何も語ろうとしないルルーシュに焦れて、カレンは足を踏み出した。
「……ねえ、どうしてよ。力が欲しいだけ? 地位がお望み? それとも……これもゲームなの?」
「……」
「ブラックリベリオンの時、扇さんはあなたを守れって言った。私の……、お兄ちゃんの夢を継ぐ者だって。お兄ちゃんの理想を叶えてくれるって……っ!」
その言葉を受けてルルーシュは理解した。カレンは自分に兄の姿を見ていたのだと。カレンの理想だったのだろう兄の姿をルルーシュに投影していたのだと。だがルルーシュはカレンの兄ではないし、兄になどなれない、なるつもりもない。
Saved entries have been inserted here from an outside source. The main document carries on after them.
PR #3039, opened 2021-05-28
Update Mapbox Maps to `v10.0.0-beta.21` and Navigation Native `52.0.0`.

MaximAlien:
### Description

Update Mapbox Maps to `v10.0.0-beta.21`, Mapbox Common `13.0.0`, Navigation Native `52.0.0` and MapboxMobileEvents `1.0.2`.


Sources/MapboxNavigation/WayNameView.swift
```diff
@@ -67,7 +67,7 @@ open class WayNameView: UIView {
     ///
     /// This method attempts to extract the road name and shield image as well as styling information and tries to display it. Return result shows if it was a success.
     @discardableResult
-    public func setupWith(roadFeature feature: MBXFeature, using style: MapboxMaps.Style?) -> Bool {
+    public func setupWith(roadFeature feature: MapboxCommon.Feature, using style: MapboxMaps.Style?) -> Bool {
```
1ec5, line 70: This is a public method, but `MapboxCommon.Feature` is an Objective-C type rather than a proper Swift type. Rename this method to `update(feature:style:)` and change the first argument’s type to `Turf.Feature`.

/ref https://github.com/mapbox/mapbox-navigation-ios/pull/3019#discussion_r641713731

Example/CustomViewController.swift
```diff
@@ -8,7 +8,7 @@ class CustomViewController: UIViewController {
     
     var destinationAnnotation: PointAnnotation! {
         didSet {
-            navigationMapView.mapView.annotations.addAnnotation(destinationAnnotation)
+//            navigationMapView.mapView.annotations.addAnnotation(destinationAnnotation)
```
1ec5, line 11: Looks like we’ll need to use the AnnotationOrchestrator to create a PointAnnotationManager before calling `syncAnnotations(_:)` on it. Interestingly, NavigationMapView will have to (and will have the opportunity to) keep track of the annotations directly.

Sources/MapboxNavigation/WayNameView.swift
MaximAlien: I've changed method signature, on the other hand I think we still need to use `MapboxCommon.Feature` instead of Turf.Feature, because current method is called from `MapboxMap.queryRenderedFeatures(at:options:completion:)`, which provides `MapboxCommon.Feature` as a result. I'm not sure why this method is public though, I think we can make it internal.

1ec5: We should convert `MapboxCommon.Feature`s to `Turf.Feature`s.

Package.swift
```diff
@@ -25,9 +25,9 @@ let package = Package(
     dependencies: [
         .package(name: "MapboxDirections", url: "https://github.com/mapbox/mapbox-directions-swift.git", .exact("2.0.0-beta.3")),
         .package(name: "MapboxGeocoder", url: "https://github.com/mapbox/MapboxGeocoder.swift.git", from: "0.14.0"),
-        .package(name: "MapboxMobileEvents", url: "https://github.com/mapbox/mapbox-events-ios.git", from: "0.10.8"),
-        .package(name: "MapboxNavigationNative", url: "https://github.com/mapbox/mapbox-navigation-native-ios.git", from: "50.0.0"),
-        .package(name: "MapboxMaps", url: "https://github.com/mapbox/mapbox-maps-ios.git", .exact("10.0.0-beta.20")),
+        .package(name: "MapboxMobileEvents", url: "https://github.com/mapbox/mapbox-events-ios.git", from: "1.0.0"),
+        .package(name: "MapboxNavigationNative", url: "https://github.com/mapbox/mapbox-navigation-native-ios.git", from: "52.0.0"),
+        .package(name: "MapboxMaps", url: "https://github.com/mapbox/mapbox-maps-ios.git", .exact("10.0.0-beta.21")),
```
1ec5, line 30: If we do go ahead and upgrade to v10.0.0-rc.1 in this PR, it’ll require us to also upgrade to Turf v2.0.0-beta.1 and MapboxDirections v2.0.0-beta.4.

Tests/MapboxCoreNavigationTests/MapboxCoreNavigationTests.swift
```diff
@@ -94,23 +117,34 @@ class MapboxCoreNavigationTests: XCTestCase {
...
             
             return routeProgress?.currentLegProgress.stepIndex == 2
         }
         
         navigation.start()
         
-        locations.forEach { navigation.router!.locationManager!(navigation.locationManager, didUpdateLocations: [$0])}
+        locations.forEach {
+            navigation.router?.locationManager?(navigation.locationManager, didUpdateLocations: [$0])
+        }
```
1ec5, line 147: Tests are consistently failing, even though this PR only reformats this method:

```
Test Case '-[MapboxCoreNavigationTests.MapboxCoreNavigationTests testNewStep]' started.
2021-06-10 17:11:55.083155+0000 xctest[3367:66941] This app has attempted to access privacy-sensitive data without a usage description. The app's Info.plist must contain an “NSLocationWhenInUseUsageDescription” key with a string value explaining to the user how the app uses this data
lanes: nil
lanes: nil
lanes: nil
lanes: nil
2021-06-10 17:11:55.085502+0000 xctest[3367:67542] <nav-native> No PersistentConfig found at navigation/config.json
lanes: nil
lanes: nil
2021-06-10 17:11:55.085882+0000 xctest[3367:67542] <nav-native> Unable to find the latest version of routing tiles!
lanes: nil
lanes: nil
lanes: nil
lanes: nil
lanes: nil
2021-06-10 17:11:55.086291+0000 xctest[3367:67542] <nav-native> Async config init - Unable to determine the routing tiles version
lanes: nil
…
lanes: nil
2021-06-10 17:11:55.097732+0000 xctest[3367:66941] Warning: <nav-native> Location at timestamp 1623345115081732096ns was filtered out.
2021-06-10 17:11:55.098354+0000 xctest[3367:67575] Warning: <nav-native> Got location timestamp from the past: 1623345116081732096ns <= 1623345116095142912ns. No status will be produced.
/Users/distiller/project/Tests/MapboxCoreNavigationTests/MapboxCoreNavigationTests.swift:149: error: -[MapboxCoreNavigationTests.MapboxCoreNavigationTests testNewStep] : Asynchronous wait failed: Exceeded timeout of 5 seconds, with unfulfilled expectations: "Expect notification 'RouteControllerDidPassSpokenInstructionPoint' from <MapboxCoreNavigation.RouteController: 0x7facf80ce1e0>".
/Users/distiller/project/Tests/MapboxCoreNavigationTests/MapboxCoreNavigationTests.swift:150: error: -[MapboxCoreNavigationTests.MapboxCoreNavigationTests testNewStep] : XCTAssertNil failed: "Error Domain=com.apple.XCTestErrorDomain Code=0 "(null)""
2021-06-10 17:12:00.568802+0000 xctest[3367:66941] <nav-native> Path to history directory couldn't be empty
2021-06-10 17:12:00.569621+0000 xctest[3367:66941] <nav-native> PersistentConfig path: navigation/config.json
2021-06-10 17:12:00.569904+0000 xctest[3367:66941] <nav-native> Tiles path = ""
2021-06-10 17:12:00.570175+0000 xctest[3367:66941] <nav-native> TileStore instance was passed
2021-06-10 17:12:00.570438+0000 xctest[3367:66941] <nav-native> Endpoint config = "{"host":"https://example.com","isFallback":false,"minDiffInDaysToConsiderServerVersion":0,"navigatorVersion":"52.0.0","token":"***...*","userAgent":"MapboxCoreNavigation/2.0.0 MapboxDirections/2.0.0 iOS/14.4.0 (x86_64)","version":"","versionBeforeFallback":""}"
2021-06-10 17:12:00.570768+0000 xctest[3367:66941] <nav-native> Creating navigator v.52.0.0
2021-06-10 17:12:00.576749+0000 xctest[3367:67543] <nav-native> No PersistentConfig found at navigation/config.json
2021-06-10 17:12:00.605907+0000 xctest[3367:67543] <nav-native> Unable to find the latest version of routing tiles!
2021-06-10 17:12:00.606070+0000 xctest[3367:67543] <nav-native> Async config init - Unable to determine the routing tiles version
Test Case '-[MapboxCoreNavigationTests.MapboxCoreNavigationTests testNewStep]' failed (5.528 seconds).
```

Maybe the issue is that these lines are feeding the navigator locations in a tight loop without waiting for a callback indicating that the navigator has finished responding to each location. If the navigator expects to get location updates in series, then ideally it would also have a method that accepts an array of these batched locations, so that we don’t have to pump them into the navigator in a for loop.

As it is, it would be inconvenient but possible to refactor this test to wait for a progress change notification before feeding the navigator an additional location. However, that would not accurately exercise what happens in the wild when Core Location gives RouteController a batch of locations all at once. Essentially, MapboxNavigationNative should support the same semantics as `CLLocationManagerDelegate.locationManager(_:didUpdateLocations:)` as opposed to `CLLocationManagerDelegate.locationManager(_:didUpdateTo:from:)`, which was deprecated in iOS 6.0.

/cc @mapbox/navnative

Package.swift
MaximAlien: I think we'll not be able to update just yet because Mapbox Maps [v10.0.0-rc.1](https://github.com/mapbox/mapbox-maps-ios/releases/tag/v10.0.0-rc.1) depends on Mapbox Common `v14.0.1`.

Sources/MapboxNavigation/NavigationMapView.swift
```diff
@@ -376,21 +412,22 @@ open class NavigationMapView: UIView {
...
-        
-        var preferredFramesPerSecond = FrameIntervalOptions.defaultFramesPerSecond
-        let maneuverDirections: [ManeuverDirection] = [.straightAhead, .slightLeft, .slightRight]
-        if let maneuverDirection = routeProgress.currentLegProgress.upcomingStep?.maneuverDirection,
-           maneuverDirections.contains(maneuverDirection) ||
-            (durationUntilNextManeuver > FrameIntervalOptions.durationUntilNextManeuver &&
-                durationSincePreviousManeuver > FrameIntervalOptions.durationSincePreviousManeuver) {
-            preferredFramesPerSecond = UIDevice.current.isPluggedIn ? FrameIntervalOptions.pluggedInFramesPerSecond : minimumFramesPerSecond
-        }
+        // FIXME: Mapbox Maps SDK v10.0.0-beta.21 doesn't publicly expose the ability to change `preferredFramesPerSecond`.
```
MaximAlien, line 415: Reported in https://github.com/mapbox/mapbox-navigation-ios/issues/3064.

Tests/MapboxCoreNavigationTests/MapboxCoreNavigationTests.swift
```diff
@@ -92,43 +116,93 @@ class MapboxCoreNavigationTests: XCTestCase {
...
     
-    func testNewStep() {
-        // Coordinates from beginning of step[1] to end of step[2]
-        let coordinates = route.legs[0].steps[1].shape!.coordinates + route.legs[0].steps[2].shape!.coordinates
-        let locations: [CLLocation]
-        let now = Date()
-        locations = coordinates.enumerated().map { CLLocation(coordinate: $0.element,
-                                                              altitude: -1, horizontalAccuracy: -1, verticalAccuracy: -1, course: -1, speed: 10,
-                                                              timestamp: now + $0.offset) }
+    func disabled_testNewStep() {
```
MaximAlien, line 119: I've decided to disable `testNewStep` for now. With current implementation of Navigator its original implementation contradicts with other tests (e.g. `testOrderOfExecution` will start failing in case if we use `delay` between each location update and remove this [part](https://github.com/mapbox/mapbox-navigation-ios/blob/release-v2.0/Sources/MapboxCoreNavigation/NavigationService.swift#L324-L330)). Location updates without any delays at this point cause problems as well (Navigator skips certain timestamps even if they're always increasing, `testNotReroutingForAllSteps` is failing because of this).

There is a high chance that `testNotReroutingForAllSteps` will be disabled as well. Even though locally in most of the cases test passes in CircleCI it mostly fails.

Most likely failures in these tests unveil broader problems we currently have in `MapboxCoreNavigationTests`: e.g. Navigator is shared `MapboxNavigationService` between tests, in my opinion tests should be isolated from each other and work independently.

S2Ler: Yeah, I've seen other "shared state" kind of issues in other places as well.

Example/CustomViewController.swift
```diff
@@ -78,6 +80,11 @@ class CustomViewController: UIViewController {
                                                                                   right: 10.0)
         
         navigationMapView.navigationCamera.viewportDataSource = navigationViewportDataSource
+        
+        navigationMapView.mapView.mapboxMap.onNext(.styleLoaded) { [weak self] _ in
```
S2Ler, line 84: Very unfortunate API :(

Sources/MapboxCoreNavigation/NavigationService.swift
```diff
@@ -321,14 +321,6 @@ public class MapboxNavigationService: NSObject, NavigationService {
     }
     
     public func start() {
-        // Jump to the first coordinate on the route if the location source does
```
S2Ler: Can you please comment why this is no longer needed?

Sources/MapboxCoreNavigation/Result+Expected.swift
```diff
@@ -2,7 +2,8 @@ import Foundation
 @_implementationOnly import MapboxCommon_Private
 
 extension Result {
-    init(expected: MBXExpected<AnyObject, AnyObject>) {
+
```
S2Ler, line 5: Is this empty line needed?

Sources/MapboxCoreNavigation/TileStore.swift
```diff
@@ -17,16 +17,11 @@ extension TileStore {
      worker thread; it is the responsibility of the user to dispatch to a
      user-controlled thread.
      */
-    public func containsLatestNavigationTiles(forCacheLocation cacheLocation: TileStoreConfiguration.Location = .default, completion: @escaping ContainsCompletion) {
+    public func containsLatestNavigationTiles(forCacheLocation cacheLocation: TileStoreConfiguration.Location = .default,
```
S2Ler, line 20: Thanks for that, much easier to read than having everything on one line.

S2Ler (approved):

Tests/MapboxCoreNavigationTests/MapboxCoreNavigationTests.swift
azarovalex: I also faced the shared state problem when I was implementing NavNative async API, but I manage to solve it by recreating Navigator before every test. So currently there should be no issues with this shared state anymore.
There is still an issue that NavNative skips some callbacks if we send all the locations in one batch, this can be fixed by using ReplayLocationManager with big `speedMultiplier`.

Tests/MapboxCoreNavigationTests/NavigationServiceTests.swift
```diff
@@ -132,28 +132,53 @@ class NavigationServiceTests: XCTestCase {
         }
     }
 
-    func testNotReroutingForAllSteps() {
-        let navigation = dependencies.navigationService
-        let route = navigation.route
+    func disabled_testNotReroutingForAllSteps() {
```
azarovalex, line 135: I guess we need a ticket to fix those tests as soon as possible because they help us to spot bugs quite often, I can try replacing the `forEach` loops with the `ReplayLocationManager`, in theory, it will fix these test.

S2Ler:
Would be good to refine commits. 30 commits is too much to understand.

Sources/MapboxCoreNavigation/NavigationService.swift
MaximAlien: Hmm, I think this file is already outdated. This change was reverted back.

Tests/MapboxCoreNavigationTests/NavigationServiceTests.swift
MaximAlien: > Would be good to refine commits. 30 commits is too much to understand.

I usually squash my commits when landing PRs, will do this in this PR as well. If it's easier to review as one commit I can interactively rebase I guess, or softly reset to parent branch.

1ec5 (approved):

MaximAlien:
> Would be good to refine commits. 30 commits is too much to understand.

I usually squash my commits when landing PRs, will do this in this PR as well. If it's easier to review as one commit I can interactively rebase I guess, or softly reset to parent branch.

Tests/MapboxCoreNavigationTests/NavigationServiceTests.swift
MaximAlien: I agree, these tests were disabled just to land current PR, as it brings other important changes. I'll create separate ticket to tackle outstanding problem with tests.

Sources/MapboxCoreNavigation/Result+Expected.swift
MaximAlien: Not too critical, but I try to follow style which adds empty line for all properties, methods etc, which were declared right inside another class or struct. I think we have similar style in most of the other places.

カレンがルルーシュに彼女の兄の姿を投影し、その幻想を見るのはカレンの勝手、自由だから、それ自体について今となってはもう何も言う気はないが、ルルーシュがそれに付き合って応えてやる義理も義務もない。ルルーシュはあくまでルルーシュであり、カレンの兄でもなければ、その代わりでもないのだから。ただ、そんなふうだからカレンが自分を理解することなどありえないのだと、ルルーシュは彼女の自分に対する認識がどういったものであるのか、その理解を深くし、一層失望したに過ぎない。つまり、カレンは常にゼロであるルルーシュに自分の兄を重ねていたわけであり、ルルーシュをあくまでルルーシュ個人として見ていたわけではないということであり、だからこそ、彼女がルルーシュを理解することなどできるはずがなく、自分の理想、すなわち兄の姿を、そこから発生する姿をルルーシュに求めていたがゆえに、それから外れた行動をとったルルーシュを見捨てることもできたし、自分の理想に合うように、それを叶えさせるために、太平洋上での作戦が失敗し、リフレインを持ち出すほどに落ち込んでいたルルーシュをたきつけてきたとも言えるのだから。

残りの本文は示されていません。